Pontiac, première traversée, 1966

Dimanche 14 août 1966
“Je n'ai pris qu'une seule photo, ce matin, à Big Sur : un chaudron, en couleur et en gros plan. Je lui ai donné un titre, écrit à la main sur le bord de la diapo : ‘ Un jour de grande fatigue.’

On m'a dit que Joan Baez avait monté, près de Carmel, un institut pour l'étude de la non-violence, qu'elle y invite des philosophes, des scientifiques, des artistes, que les cours sont gratuits, qu'on y rencontre des gens épatants.
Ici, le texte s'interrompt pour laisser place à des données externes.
PR #658, opened 2022-04-05
Disable SSA feature for Kubernetes 1.19 - 1.21

irbekrm:
Disables server-side apply feature for kube 1.19 - 1.21

See https://kubernetes.slack.com/archives/CDEQJ0Q8M/p1649145566523839 for context

In long term, we should investigate the error, however it would probably take a while and in short term it is more valuable to see the e2e tests pass.


jakexks (approved):
/lgtm

PR #661, opened 2022-04-20
Fix upgrade tests

irbekrm:
This upgrade periodic test has been failing for a while now https://testgrid.k8s.io/jetstack-cert-manager-master#ci-cert-manager-upgrade

It appears that the new make target to create a cluster runs a check for some tools that may not be needed by the actual tests https://github.com/cert-manager/cert-manager/blob/master/make/tools.mk#L407-L418

I've fixed this by temporarily reverting to the old target as that way we can avoid installing unnecesary deps on every test run.
Long term solution should be to create an image with all the necessary tools embedded [cert-manager#4393](https://github.com/cert-manager/cert-manager/issues/4939), I think this work should be prioritized as by installing tools every time we consume more resources which might be contributing to the recent test flakes.


jakexks (approved):
/lgtm

PR #671, opened 2022-05-04
Removes retest ProwJob

irbekrm:
As discussed in cert-manager-dev meeting on 4th May 2022, this PR removes the retester ProwJob that was periodically re-running tests on approved PRs where the tests have failed.

It seems like in practice we didn't have any value in those tests as in almost all cases a manual action was anyway required where tests had failed after a PR has been approved and the retest bot was just creating noise and increasing our test-infra cost.

Arguably, we also shouldn't approve & lgtm PRs where the tests have not passed and if they _do_ fail a human should check why they failed.


wallrj (approved):
Thanks @irbekrm 

/lgtm

PR #633, opened 2022-02-16
Removes the legacy update_index job

irbekrm:
As I understand, [we no longer need to update Algolia index this way](https://kubernetes.slack.com/archives/CDEQJ0Q8M/p1643030591411200?thread_ts=1643018915.399200&cid=CDEQJ0Q8M) and this job is continuosuly failing https://testgrid.k8s.io/jetstack-cert-manager-website#cert-manager-website-update-index

https://github.com/cert-manager/infrastructure#algolia

Signed-off-by: irbekrm <irbekrm@gmail.com>

PR #672, opened 2022-05-04
Pin configurator to a particular version

irbekrm:
This PR attempts to pin configurator tool used to validate and upload TestGrid config to the same version that seems to be working for Istio and reference the configurator tool directly. I looked at Istio's ProwJobs [here](https://github.com/istio/test-infra/blob/master/prow/cluster/jobs/istio/test-infra/istio.test-infra.trusted.master.yaml#L4-L31) and [here](https://github.com/istio/test-infra/blob/master/prow/cluster/jobs/istio/test-infra/istio.test-infra.master.yaml#L3-L26)

The configurator job failed https://prow.build-infra.jetstack.net/view/gs/jetstack-logs/pr-logs/pull/jetstack_testing/671/pull-testing-check-testgrid-config/1521898589293383680 I think that might have been because we pulled in the latest version and I guess maybe the filesystem of the container has changed.

### DIFF
--- a/config/testgrid/dashboards.yaml
+++ b/config/testgrid/dashboards.yaml
@@ -4,16 +4,12 @@ dashboard_groups:
   dashboard_names:
   - jetstack-cert-manager-master
   - jetstack-cert-manager-previous
-  - jetstack-cert-manager-next
   - jetstack-cert-manager-presubmits-blocking
-  - jetstack-cert-manager-website
   - jetstack-testing-janitors
 
 # Dashboards
 dashboards:
 - name: jetstack-cert-manager-master
 - name: jetstack-cert-manager-previous
-- name: jetstack-cert-manager-next
 - name: jetstack-cert-manager-presubmits-blocking
-- name: jetstack-cert-manager-website
 - name: jetstack-testing-janitors
--- a/config/jobs/testing/testing-presubmits.yaml
+++ b/config/jobs/testing/testing-presubmits.yaml
@@ -91,9 +91,9 @@ presubmits:
       testgrid-create-test-group: "false"
     spec:
       containers:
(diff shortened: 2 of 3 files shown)


irbekrm:
I have manually modified Prow job configs in the cluster and this is the latest error that we get with the changes in this PR https://prow.build-infra.jetstack.net/view/gs/jetstack-logs/pr-logs/pull/jetstack_testing/672/pull-testing-check-testgrid-config/1521927458712981504

config/testgrid/dashboards.yaml
```diff
@@ -4,16 +4,12 @@ dashboard_groups:
   dashboard_names:
   - jetstack-cert-manager-master
   - jetstack-cert-manager-previous
-  - jetstack-cert-manager-next
   - jetstack-cert-manager-presubmits-blocking
-  - jetstack-cert-manager-website
```
irbekrm, line 9: We no longer should have any ProwJobs for cert-manager website that would be marked to be displayed by TestGrid since we removed the algolia check https://github.com/jetstack/testing/pull/633

config/testgrid/dashboards.yaml
```diff
@@ -4,16 +4,12 @@ dashboard_groups:
   dashboard_names:
   - jetstack-cert-manager-master
   - jetstack-cert-manager-previous
-  - jetstack-cert-manager-next
```
irbekrm, line 7: The next release jobs were (temporarily) removed altogether

wallrj (approved):
Thanks @irbekrm 

And for all the explanatory comments and links.

I cross checked this config with the Istio config you linked and agree that they now look the same, so :crossed_fingers:  that this will now work. 

/lgtm

PR #675, opened 2022-05-06
Adds a new presubmit for Kubernetes 1.24

irbekrm:
Adds an optional presubmit for Kubernetes 1.24 (copy-pasted the same for 1.23 and changed some values.

1.24 kind cluster option was already added to cert-manager in https://github.com/cert-manager/cert-manager/pull/5096 , but I _think_ we may need to PR kind cli version bump to cert-manager to have this actually working. If so, it would be good to merge this PR first as then we will be able to run this presubmit against the cert-manager PR that bumps the kind version.

This should allow us to test that the Config Merger stuff works.

### DIFF
--- a/config/jobs/cert-manager/cert-manager/cert-manager-presubmits.yaml
+++ b/config/jobs/cert-manager/cert-manager/cert-manager-presubmits.yaml
@@ -649,6 +649,85 @@ presubmits:
         - name: ndots
           value: "1"
 
+  - name: pull-cert-manager-make-e2e-v1-24
+    context: pull-cert-manager-make-e2e-v1-24
+    always_run: false
+    optional: true
+    max_concurrency: 4
+    agent: kubernetes
+    decorate: true
+    branches:
+    - master
+    annotations:
+      testgrid-create-test-group: 'true'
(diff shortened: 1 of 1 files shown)


config/jobs/cert-manager/cert-manager/cert-manager-presubmits.yaml
```diff
@@ -649,6 +649,85 @@ presubmits:
...
+    labels:
+      preset-service-account: "true"
+      preset-dind-enabled: "true"
+      preset-cloudflare-credentials: "true"
+      preset-retry-flakey-tests: "true"
+      preset-enable-all-feature-gates: "true"
+      preset-ginkgo-skip-default: "true"
+    spec:
+      containers:
+        # TODO: change to a custom image that embeds the system tools we
```
irbekrm, line 674: This should really be done soon, I _think_ we may be able to use [the bazel tools image](https://github.com/jetstack/testing/tree/master/images/bazel-tools) as that already has `jq` and `make`, but not sure whether we need any extra functionality to set up docker/ensure logs are exported etc

wallrj (approved):
Looks fine to me.

Let's see if the test-grid config merger runs successfully this time...

/lgtm

PR #677, opened 2022-05-09
Adds a semversort tool

irbekrm:
Updates bazel-tools image to add a script that can semantically sort tags.

I would have preferred a (tested) CLI tool, but haven't really found one.

Perhaps we could also use this in cert-manager, see i.e 

This is specifically needed in an internal project, however perhaps we coudl use this elsewhere too to be consistent i.e https://github.com/cert-manager/cert-manager/pull/5104/commits/5f4877443c1612a3bdd7f61d5e63afa611e59246#diff-78e3cf9e2d802b7bfed7e7a17262b4db83e9ff5859f84f1ace9a75169dab33eeR34-R35

Also bumps `gh` version.

### DIFF
--- a/images/bazel-tools/Dockerfile
+++ b/images/bazel-tools/Dockerfile
@@ -19,17 +19,20 @@ FROM ${BASE_IMAGE}
 
 LABEL maintainer="cert-manager-maintainers@googlegroups.com"
 
+COPY semversort.sh /usr/local/bin/semversort
+
 ARG NODE_VERSION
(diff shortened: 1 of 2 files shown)


SgtCoDFish (approved):
/lgtm
/approve

(unsurprisingly I've not really checked the various sed commands but I can review any further updates too!)

irbekrm:
> (unsurprisingly I've not really checked the various sed commands but I can review any further updates too!)

I expect this to _just work_ and to not have to _think_ about those seds :)

PR #680, opened 2022-05-12
Install jq in bazelbuild image

SgtCoDFish:
This is required by the new cert-manager make-based build system. Longer term we won't be using the "bazelbuild" image for the make build system, but having support for make-inside-bazel and make-or-bazel using this image will be helpful during the transition.


irbekrm:
Thanks for doing this!

/lgtm
/approve

irbekrm:
https://prow.build-infra.jetstack.net/view/gs/jetstack-logs/logs/post-testing-push-bazelbuild/1524704758286258176

PR #682, opened 2022-05-12
Bump bazelbuild to new image, update Make jobs

SgtCoDFish:
We previously had a hacky way of installing jq pending its inclusion in the base image we use for test jobs. Now that we've merged https://github.com/jetstack/testing/pull/680 we don't need to do this step any more and can instead just run "make" as we'd originally intended.

This also updates bazelbuild everywhere else for cert-manager.

**ALSO** the second commit removes 1.19 testing jobs on master since we agreed not to support 1.19 in cert-manager 1.9 (as per the [supported releases page](https://cert-manager.io/docs/installation/supported-releases/) which was updated in https://github.com/cert-manager/website/pull/980 )


SgtCoDFish:
Fixes https://github.com/cert-manager/cert-manager/issues/4939

config/jobs/cert-manager/cert-manager/cert-manager-periodics.yaml
```diff
@@ -49,20 +49,17 @@ periodics:
...
-      - image: eu.gcr.io/jetstack-build-infra-images/bazelbuild:20210831-4cf7b0b-4.2.1
+      - image: eu.gcr.io/jetstack-build-infra-images/bazelbuild:20220512-b6ea825-4.2.1
         args:
           - runner
-          - bash
-          - -c
-          - |
-            apt-get install jq -y >/dev/null
-            make -j vendor-go ci-presubmit test-ci
+          - make
```
irbekrm, line 58: Nice, this looks a lot cleaner 👍🏼

config/jobs/cert-manager/cert-manager/cert-manager-periodics.yaml
```diff
@@ -113,17 +110,14 @@ periodics:
...
-          - -c
-          - |
-            apt-get install jq -y >/dev/null
-            make -j vendor-go e2e-ci K8S_VERSION=1.19
+        - runner
+        - make
+        - -j
+        - vendor-go
+        - e2e-ci
+        - K8S_VERSION=1.19
```
irbekrm: I think it might make sense to pass kube version as an env var for consistency as that's how other configurable options (i.e `GINKGO_FOCUS`/`GINKGO_SKIP`) are passed
But that might be a job for another PR as I think the make scripts currently don't read them from env (?)

irbekrm (approved):
Looks good to me!

Thanks for keeping improving this bit

/lgtm

config/jobs/cert-manager/cert-manager/cert-manager-periodics.yaml
SgtCoDFish: Yeah that'd make sense, definitely something to keep in mind!

PR #685, opened 2022-05-13
Cleanup

irbekrm:
A couple cleanup fixes for 'previous' jobs:

- Use the same form of make command everywhere
- Fix `always-run` value for a job that shouldn't always run
- Remove 'context' values (as I understand from [this Prow code comment](https://github.com/kubernetes/test-infra/blob/master/prow/config/jobs.go#L285-L287) this value determines the job name in GitHub and defaults to the same as the job name). We should be always fine with the default and having it explicitly specified has no value as it is not obvious what this field does from its name and is just one more value to forget to change when copy pasting these configs around (which I did in a previous PR)


SgtCoDFish (approved):
/lgtm
/approve

Thanks :grin:

Issue #684, opened 2022-05-12
Investigate whether we can make ProwJobs configs more DRY


irbekrm:
See https://github.com/jetstack/testing/pull/683#issuecomment-1125063744 for context

Perhaps we could use a simple yaml templater like ytt and generate the job configs in the postsubmit that updates Prow config in cluster.

If we do this, we should make sure that the solution is easy to use and doesn't require people to learn a complicated tool or language and that a project that doesn't require templating can still add a plain yaml job config.

Perhaps we could use ytt or a similar templating tool.

maelvls:
Part of this issue was solve by Ashley's `cmrel generate-tests` (https://github.com/cert-manager/release/pull/80). 

The Prow configs aren't automatically PR'ed to jetstack/testing though, so I guess we still need to figure that out (cf. https://github.com/cert-manager/release/pull/94 where the automation was disabled due to permissions).

inteon:
We moved the prowgen tool to this repo and it is run as part of CI.
Additionally, with Makefile modules, most other jobs now look very similar.

PR #688, opened 2022-05-17
Adds a missing dash

irbekrm:
Small fix for a couple job configs.

In long term I think it's be good if all these didn't have to be copy pasted around as at least I make a lot of mistakes doing that- see #684 for context


jakexks (approved):
/lgtm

Voilà donc un but pour reprendre la route, le pouce levé. Aux abords de Monterey, la circulation est devenue plus dense. Mais aucune des ces voitures pleines de braves Américains souriants ne semble vouloir prendre un auto-stoppeur encombré de tous ses sacs. Et puis on est dimanche, le jour des familles, très mauvais pour les vagabonds, ces gens de route qui puent des pieds et font de bien tristes exemples pour les marmailles ébahies, les gamines dévorées de curiosité, les garçons éblouis et jaloux. Ne jamais faire de stop le dimanche…

C'est alors qu'elles s'arrêtent. Deux filles, dans une Ford fumante et poussive de la fin des années cinquante. Une métisse, toute menue, concentrée derrière le volant trop grand. Et près d'elle, une gitane raphaélique perdue dans ses cheveux, nue sous sa robe longue qu'elle relèvera tout à l'heure sans faire de manières pour pisser accroupie au bord de la route, comme un vivant tableau de Picasso. Elle embaume un parfum poivré de musc et de patchouli qui tourne la tête.

‘Tu sens drôlement bon. C'est quoi ton parfum ? Je n'en ai jamais connu de pareil…
– Owsley, répond-elle.
– Quoi ? Je ne comprends pas : c'est une marque ?
– Naaah. Owsley c't'un homme. C't'un mec incroyable. Il a fait ce parfum. Il le donne qu'à ses amis. T'connais pas Owsley ? Il fabrique le meilleur LSD qu'tu puisse trouver. On t'en donnera p't-être quand on s'ra à San Francisco.’
Elle prononce ‘ellessdiii’ en roulant les lettres avec gourmandise, l'œil mouillé, la paupière plissée. Le corps d'un coup alangui, sexy.
‘Et toi, tu t'appelles comment ?
– Philomène.
– C'est français ? On dirait…
– Sais pas, c'est ma mère qu'm'a app'lée comme ça.’
Elle jette les mots, hachés, en phrases courtes, à la manière des gens du Sud profond. Et puis elle se tait brusquement pour s'absorber dans le paysage.”